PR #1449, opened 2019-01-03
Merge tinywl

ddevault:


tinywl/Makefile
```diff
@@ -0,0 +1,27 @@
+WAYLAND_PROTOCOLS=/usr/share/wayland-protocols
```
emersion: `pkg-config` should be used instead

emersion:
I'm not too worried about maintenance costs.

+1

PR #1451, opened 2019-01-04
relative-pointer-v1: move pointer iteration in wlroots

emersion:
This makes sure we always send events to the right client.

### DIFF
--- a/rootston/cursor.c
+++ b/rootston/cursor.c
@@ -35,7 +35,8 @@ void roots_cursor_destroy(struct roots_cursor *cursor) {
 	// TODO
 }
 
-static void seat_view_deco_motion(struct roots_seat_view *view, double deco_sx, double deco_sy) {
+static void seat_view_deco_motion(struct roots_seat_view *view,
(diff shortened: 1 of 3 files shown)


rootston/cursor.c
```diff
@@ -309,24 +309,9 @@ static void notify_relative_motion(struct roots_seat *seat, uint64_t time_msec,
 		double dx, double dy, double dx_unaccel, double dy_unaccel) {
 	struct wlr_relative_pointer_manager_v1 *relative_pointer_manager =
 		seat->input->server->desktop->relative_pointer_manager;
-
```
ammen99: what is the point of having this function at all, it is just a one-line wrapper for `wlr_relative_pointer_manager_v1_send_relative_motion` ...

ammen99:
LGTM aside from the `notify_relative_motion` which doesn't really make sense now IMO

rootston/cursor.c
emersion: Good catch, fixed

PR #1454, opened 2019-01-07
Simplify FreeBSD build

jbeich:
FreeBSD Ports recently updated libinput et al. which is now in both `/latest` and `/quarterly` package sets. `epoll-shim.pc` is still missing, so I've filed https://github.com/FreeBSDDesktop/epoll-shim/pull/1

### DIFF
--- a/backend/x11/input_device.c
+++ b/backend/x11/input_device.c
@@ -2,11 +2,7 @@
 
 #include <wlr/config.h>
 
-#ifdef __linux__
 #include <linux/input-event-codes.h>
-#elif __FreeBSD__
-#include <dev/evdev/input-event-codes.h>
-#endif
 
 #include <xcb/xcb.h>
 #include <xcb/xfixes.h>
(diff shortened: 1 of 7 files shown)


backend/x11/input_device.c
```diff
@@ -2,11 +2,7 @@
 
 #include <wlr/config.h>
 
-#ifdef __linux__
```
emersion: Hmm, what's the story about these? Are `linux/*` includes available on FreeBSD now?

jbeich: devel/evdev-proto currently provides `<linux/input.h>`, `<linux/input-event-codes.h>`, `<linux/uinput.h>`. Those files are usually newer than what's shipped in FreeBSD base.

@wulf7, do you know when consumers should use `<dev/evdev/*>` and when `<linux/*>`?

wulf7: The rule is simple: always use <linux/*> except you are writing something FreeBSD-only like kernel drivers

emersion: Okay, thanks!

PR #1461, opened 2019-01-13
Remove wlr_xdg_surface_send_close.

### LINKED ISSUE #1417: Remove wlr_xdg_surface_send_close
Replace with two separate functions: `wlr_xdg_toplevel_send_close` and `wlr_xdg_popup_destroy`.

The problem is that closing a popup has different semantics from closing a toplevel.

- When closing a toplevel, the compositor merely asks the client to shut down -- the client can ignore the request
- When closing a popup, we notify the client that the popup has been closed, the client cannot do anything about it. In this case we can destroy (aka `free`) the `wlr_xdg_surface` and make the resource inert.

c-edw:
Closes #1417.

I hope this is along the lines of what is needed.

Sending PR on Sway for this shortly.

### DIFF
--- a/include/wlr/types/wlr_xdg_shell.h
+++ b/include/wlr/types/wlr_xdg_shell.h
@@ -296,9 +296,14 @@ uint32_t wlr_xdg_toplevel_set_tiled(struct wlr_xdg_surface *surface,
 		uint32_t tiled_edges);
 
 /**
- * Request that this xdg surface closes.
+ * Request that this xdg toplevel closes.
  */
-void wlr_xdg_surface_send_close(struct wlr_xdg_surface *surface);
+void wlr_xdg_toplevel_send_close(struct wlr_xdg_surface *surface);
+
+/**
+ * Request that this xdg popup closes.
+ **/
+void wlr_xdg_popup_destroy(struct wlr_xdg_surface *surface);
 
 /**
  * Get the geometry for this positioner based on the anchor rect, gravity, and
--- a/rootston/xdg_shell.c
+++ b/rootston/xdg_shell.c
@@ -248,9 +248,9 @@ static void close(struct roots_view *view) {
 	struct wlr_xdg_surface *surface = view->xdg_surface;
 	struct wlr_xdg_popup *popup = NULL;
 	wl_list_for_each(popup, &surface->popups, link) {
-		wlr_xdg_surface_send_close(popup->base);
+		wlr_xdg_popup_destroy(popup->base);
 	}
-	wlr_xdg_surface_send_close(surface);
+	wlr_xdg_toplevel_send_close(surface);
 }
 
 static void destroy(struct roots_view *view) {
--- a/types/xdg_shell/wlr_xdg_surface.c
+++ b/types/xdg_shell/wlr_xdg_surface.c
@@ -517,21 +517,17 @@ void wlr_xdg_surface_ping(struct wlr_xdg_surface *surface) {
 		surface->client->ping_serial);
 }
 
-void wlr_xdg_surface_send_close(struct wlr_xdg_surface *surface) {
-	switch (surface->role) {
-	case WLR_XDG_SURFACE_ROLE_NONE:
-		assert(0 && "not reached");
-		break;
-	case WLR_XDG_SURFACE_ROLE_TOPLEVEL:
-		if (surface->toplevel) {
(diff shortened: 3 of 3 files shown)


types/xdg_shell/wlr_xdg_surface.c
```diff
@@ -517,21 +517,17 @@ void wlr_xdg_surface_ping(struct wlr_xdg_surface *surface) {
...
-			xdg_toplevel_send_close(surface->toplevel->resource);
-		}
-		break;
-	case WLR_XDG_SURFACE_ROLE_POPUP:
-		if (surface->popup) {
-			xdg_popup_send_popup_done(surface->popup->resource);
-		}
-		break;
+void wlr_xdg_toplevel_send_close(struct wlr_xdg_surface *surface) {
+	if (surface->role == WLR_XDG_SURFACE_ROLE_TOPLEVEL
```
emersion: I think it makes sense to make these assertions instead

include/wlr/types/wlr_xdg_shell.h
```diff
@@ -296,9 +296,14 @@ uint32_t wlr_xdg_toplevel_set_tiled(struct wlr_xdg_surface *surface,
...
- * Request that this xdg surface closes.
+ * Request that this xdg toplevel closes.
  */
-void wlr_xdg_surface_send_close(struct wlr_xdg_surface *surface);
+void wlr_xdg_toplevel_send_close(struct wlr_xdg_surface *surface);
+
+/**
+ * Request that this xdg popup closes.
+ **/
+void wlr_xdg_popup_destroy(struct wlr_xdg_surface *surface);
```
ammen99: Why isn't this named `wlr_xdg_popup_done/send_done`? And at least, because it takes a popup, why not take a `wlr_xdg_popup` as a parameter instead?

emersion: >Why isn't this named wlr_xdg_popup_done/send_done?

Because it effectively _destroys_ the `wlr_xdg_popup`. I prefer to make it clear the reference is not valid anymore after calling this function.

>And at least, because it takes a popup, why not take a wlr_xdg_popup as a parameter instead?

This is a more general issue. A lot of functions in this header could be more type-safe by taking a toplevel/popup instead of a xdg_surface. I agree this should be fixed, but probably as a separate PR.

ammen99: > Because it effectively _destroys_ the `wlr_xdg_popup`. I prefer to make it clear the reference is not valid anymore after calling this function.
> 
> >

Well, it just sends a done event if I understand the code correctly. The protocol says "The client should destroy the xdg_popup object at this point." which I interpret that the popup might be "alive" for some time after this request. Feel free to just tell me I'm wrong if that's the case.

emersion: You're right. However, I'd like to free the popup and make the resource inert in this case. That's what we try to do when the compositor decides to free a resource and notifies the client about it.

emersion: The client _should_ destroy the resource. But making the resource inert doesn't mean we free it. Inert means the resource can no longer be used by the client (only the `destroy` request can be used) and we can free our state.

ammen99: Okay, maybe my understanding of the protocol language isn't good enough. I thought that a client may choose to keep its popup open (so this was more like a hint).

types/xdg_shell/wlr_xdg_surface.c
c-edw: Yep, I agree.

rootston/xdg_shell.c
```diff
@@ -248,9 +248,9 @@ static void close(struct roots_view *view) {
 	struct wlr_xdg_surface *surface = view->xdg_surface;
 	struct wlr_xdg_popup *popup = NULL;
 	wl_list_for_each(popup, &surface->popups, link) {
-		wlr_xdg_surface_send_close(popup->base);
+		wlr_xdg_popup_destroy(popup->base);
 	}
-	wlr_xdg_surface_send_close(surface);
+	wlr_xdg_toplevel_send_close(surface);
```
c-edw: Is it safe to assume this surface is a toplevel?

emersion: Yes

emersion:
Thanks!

...

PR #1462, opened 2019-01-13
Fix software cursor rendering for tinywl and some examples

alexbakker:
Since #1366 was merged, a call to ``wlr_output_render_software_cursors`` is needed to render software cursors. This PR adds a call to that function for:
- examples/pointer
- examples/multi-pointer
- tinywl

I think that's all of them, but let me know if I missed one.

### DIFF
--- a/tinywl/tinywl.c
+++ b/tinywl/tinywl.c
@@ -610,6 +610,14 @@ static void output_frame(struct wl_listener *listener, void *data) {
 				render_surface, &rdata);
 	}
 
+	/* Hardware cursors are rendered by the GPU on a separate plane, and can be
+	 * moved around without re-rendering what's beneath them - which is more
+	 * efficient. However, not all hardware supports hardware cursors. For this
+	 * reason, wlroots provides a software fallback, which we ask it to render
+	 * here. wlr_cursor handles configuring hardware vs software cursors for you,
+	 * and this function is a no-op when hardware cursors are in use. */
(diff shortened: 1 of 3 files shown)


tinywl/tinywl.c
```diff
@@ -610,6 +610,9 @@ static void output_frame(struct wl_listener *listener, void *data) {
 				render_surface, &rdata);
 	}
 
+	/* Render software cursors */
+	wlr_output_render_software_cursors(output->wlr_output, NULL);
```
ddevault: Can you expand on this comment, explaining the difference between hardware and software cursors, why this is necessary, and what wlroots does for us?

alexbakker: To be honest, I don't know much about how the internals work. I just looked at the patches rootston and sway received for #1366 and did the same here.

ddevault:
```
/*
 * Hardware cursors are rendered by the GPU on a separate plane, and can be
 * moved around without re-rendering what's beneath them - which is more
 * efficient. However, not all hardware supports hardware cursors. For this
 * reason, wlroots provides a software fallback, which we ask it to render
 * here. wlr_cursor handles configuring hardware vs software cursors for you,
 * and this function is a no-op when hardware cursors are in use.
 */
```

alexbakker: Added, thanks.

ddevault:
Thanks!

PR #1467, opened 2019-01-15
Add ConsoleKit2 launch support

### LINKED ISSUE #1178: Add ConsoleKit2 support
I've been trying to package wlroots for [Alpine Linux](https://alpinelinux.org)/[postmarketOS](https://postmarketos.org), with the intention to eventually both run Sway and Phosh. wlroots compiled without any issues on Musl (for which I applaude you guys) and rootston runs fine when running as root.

__WHAT YOU NEED TO DO__
What lines of the listing above hold "calling"? Copy all of them.

__EXERCISE ANSWER__
Because it effectively _destroys_ the `wlr_xdg_popup`. I prefer to make it clear the reference is not valid anymore after calling this function.
ammen99: > Because it effectively _destroys_ the `wlr_xdg_popup`. I prefer to make it clear the reference is not valid anymore after calling this function.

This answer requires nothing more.